(Exercise data begins)
PR #1092, opened 2017-03-10
Update run_tests.py

Gasta88:
This PR must be combined with #1089.

Added Bio.Graphics.GenomeDiagram._Colors,py doctests


peterjc:
It looks like CodeCov has a problem of some kind, otherwise this ought to have shown a small increase to the test coverage numbers. Thank you!

PR #1101, opened 2017-03-17
Stored MAF file path relative to index.

blaiseli:
Based on https://github.com/biopython/biopython/pull/381
See also https://github.com/biopython/biopython/pull/1088#issuecomment-287148840


peterjc:
Does this look MAF indexing change look sensible to you @polyatail @adamnovak? Its based on what we did for the SeqIO and SearchIO indexing to record paths relative to the SQLite index file rather than the current working directory.

polyatail:
Looks OK to me. Tbh, I would've just applied basename() and called it a day, leaving it to the user to make sure they used the right index with the right MAF file. This is much more thorough.

adamnovak:
What happens if you index a MAF file by absolute path, and then later you move it to another directory or machine? Is there a way to override the check and tell the library you really do mean to use this index?

Or are the indexes so small in practice that you can just make people regenerate them?

polyatail:
Not sure about the first part, but the indexes *do* take a while to regenerate from, e.g. the human genome. When I was using this module regularly, I always dreaded having to regenerate the indices and usually left that running overnight.

adamnovak:
Then we probably do want to have a good way to recover from a file/index
move.

I'm thinking about parallel computing systems such as Toil in our lab,
where you might index something in a temp directory on one machine, and
then copy it out to different temp directories on other machines for use in
later processing steps.

polyatail:
Well, I guess for savvy users, they can manually edit the SQLite file. Perhaps we can just include something about it in the Wiki?

polyatail:
Or maybe add an optional argument to check only the basename

peterjc:
Relative paths ought work nicely for the case of putting things in a temp folder (e.g. index and MAF in same folder).

Likewise absolute paths ought to work nicely for a MAF file shared between users, with a (temp) index file located anywhere.

I personally don't see much need for complicated the API with options to override the base path. No one has asked for this in SeqIO or SearchIO, although I suspect those indexes are smaller, and for SearchIO short term.

peterjc:
Merged - Thank you @blaiseli, and thank you @polyatail and @adamnovak for looking at this.

Issue #1096, opened 2017-03-14
Explicitly test origin wrapping in test_GenomeDiagram.py


peterjc:
Many bacteria have circular genomes where there is a gene spanning the origin (usually the annotators try to avoid this by shifting the origin), e.g. ``NC_005213`` from *Nanoarchaeum equitans* (which interestingly has been withdrawn from RefSeq because "data validation identified problems with the assembly or annotation.") has:

```
LOCUS       NC_005213             490885 bp    DNA     circular CON 16-DEC-2014
DEFINITION  Nanoarchaeum equitans Kin4-M chromosome, complete genome.
ACCESSION   NC_005213
VERSION     NC_005213.1
...
     gene            complement(join(490883..490885,1..879))
                     /locus_tag="NEQ001"
                     /db_xref="GeneID:2732620"
     CDS             complement(join(490883..490885,1..879))
                     /locus_tag="NEQ001"
                     /note="conserved hypothetical [Methanococcus jannaschii];
                     COG1583:Uncharacterized ACR; IPR001472:Bipartite nuclear
                     localization signal; IPR002743: Protein of unknown
                     function DUF57"
                     /codon_start=1
                     /transl_table=11
                     /product="hypothetical protein"
                     /protein_id="NP_963295.1"
                     /db_xref="GeneID:2732620"
                     /translation="MRLLLELKALNSIDKKQLSNYLIQGFIYNILKNTEYSWLHNWKK
                     EKYFNFTLIPKKDIIENKRYYLIISSPDKRFIEVLHNKIKDLDIITIGLAQFQLRKTK
                     KFDPKLRFPWVTITPIVLREGKIVILKGDKYYKVFVKRLEELKKYNLIKKKEPILEEP
                     IEISLNQIKDGWKIIDVKDRYYDFRNKSFSAFSNWLRDLKEQSLRKYNNFCGKNFYFE
                     EAIFEGFTFYKTVSIRIRINRGEAVYIGTLWKELNVYRKLDKEEREFYKFLYDCGLGS
                     LNSMGFGFVNTKKNSAR"
...
```

Here ``complement(join(490883..490885,1..879))`` is spanning the origin (on the reverse complement strand), source: https://www.ncbi.nlm.nih.gov/nuccore/NC_005213.1?report=genbank

GenomeDiagram should draw these, but ``test_GenomeDiagram.py`` does not explicitly test this kind of feature - ideally with a code-based example without having to add yet another GenBank file to the test suite.

[...]

Issue #1095, opened 2017-03-14
Improving doctest Bio/Graphics/GenomeDiagram/_FeatureSet.py


Gasta88:
Hi all, 

before editing and creating a PR for this script there are few things that I would like to discuss:

1) Testing on this script rely on a GenBank file which seems to be stored locally on the creator machine. I've found a copy of it and I would like to place it in the repo, but I'm not sure about the location. Maybe `Tests/Graphics`?

2) I'm relying on the doctest framework over the unittest because it seems in line with the previous testing that was implemented on the script. Any opinion of the contrary?

Thanks for the inputs.

peterjc:
RE: self test in https://github.com/biopython/biopython/blob/biopython-168/Bio/Graphics/GenomeDiagram/_FeatureSet.py#L198

The basic functionality being tested here is already covered, e.g. https://github.com/biopython/biopython/blob/biopython-168/Tests/test_GenomeDiagram.py#L822

I'm reluctant to add another reasonably sized file to the repository (and thus the files distributed with Biopython) unnecessarily. ``NC_005213`` from *Nanoarchaeum equitans* is a nice test case in that is it a small genome and it has an example of a feature wrapping the origin.

I suggest we remove the self-test in ``_FeatureSet.py``, and consider constructing a simple genome diagram in code which include an origin-wrapping feature, drawn in both linear and circular mode (enhancement filed as #1096).

Gasta88:
Thanks @peterjc.

I'll get my head around this issue then.

peterjc:
I was not clear enough in my comment. As genomes go, NC_005213 is relatively small but I still DO NOT want to include it in the test suite.

Instead, we could recreate an origin spanning feature in code for the test.

peterjc:
Closing, see #1096.

PR #1106, opened 2017-03-21
Update test_GenomeDiagram.py

Gasta88:
As refereed in issue #1096 and #1095, the self-test has been removed from `Bio/Graphics/GenomeDiagram/_FeatureSet.py` and a code base example has been added for `Tests/test_GenomeDiagram.py`.


peterjc:
TravisCI is failing under Python 2.7 due to this:

```
ERROR: test_circular_genome_diagram_NC_005213_pdf (test_GenomeDiagram.DiagramTest)
Construct and draw PDF using NC_005213 genome.
  File "/home/travis/build/biopython/biopython/Tests/test_GenomeDiagram.py", line 19614, in test_circular_genome_diagram_NC_005213_pdf
    handle = io.StringIO(NC_005213_text)
TypeError: initial_value must be unicode or None, not str
```

This is due to a change from Python 2 and 3 about how ``io.StringIO`` works. What you should use here is ``from Bio._py3k import StringIO`` which will take care of it. Outside of Biopython, the library ``six`` has similar mechanisms for writing code which will work under both Python 2 and 3.

peterjc:
I've not actually viewed the changes to ``Tests/test_GenomeDiagram.py`` because GitHub says there are too many for the webview. I'd have to check at the command line. This is odd, perhaps something nasty has happened with Windows vs Unix new lines?

Gasta88:
Thanks for the StringIO head up.  

I've no idea why the file is not visible when you open that for editing, but I've copied the text from my IDE (Spyder). It shouldn't cause any problem.

To be sure I've also checked the script in plain Notepad and it's not showing any funny character.

peterjc:
Note sure what GitHub things, but it says for this file:

> 19,817 additions, 1,026 deletions not shown because the diff is too large. Please use a local Git client to view these changes.

Gasta88:
Not very user friendly, but this should avoid using the command line:
https://patch-diff.githubusercontent.com/raw/biopython/biopython/pull/1106.patch

peterjc:
@Gasta88 I believe you are working on Windows. How did you install git, and do you recall an option from the installer about automatically converting the line endings? I'm almost certain part of the large diff is due to a Windows vs Unix end of line change in ``test_GenomeDiagram.py``.

Separately, please do not embed the large  *Nanoarchaeum equitans* NC_005213 GenBank file into the Python test script. It would have been better to have added this as a file under ``Tests/GenBank/NC_005213.gbk`` (so that it could be used in other tests as well), but I would prefer you not include it at all.

I was not clear enough in https://github.com/biopython/biopython/issues/1095#issuecomment-286391312 about this, added comment https://github.com/biopython/biopython/issues/1095#issuecomment-288422263 - my apologies for the confusion.

Gasta88:
No problem, I'll close this PR.

peterjc:
This has reminded me about getting a Windows development machine setup here as a VM (since I don't currently have anyway to test and debug under 64-bit Windows). Thanks.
(Exercise data ends)
_What the task asks_:
Your response should be each line that includes the word "copy", copied from the records.

_Solution to the problem_:
then copy it out to different temp directories on other machines for use in
1) Testing on this script rely on a GenBank file which seems to be stored locally on the creator machine. I've found a copy of it and I would like to place it in the repo, but I'm not sure about the location. Maybe `Tests/Graphics`?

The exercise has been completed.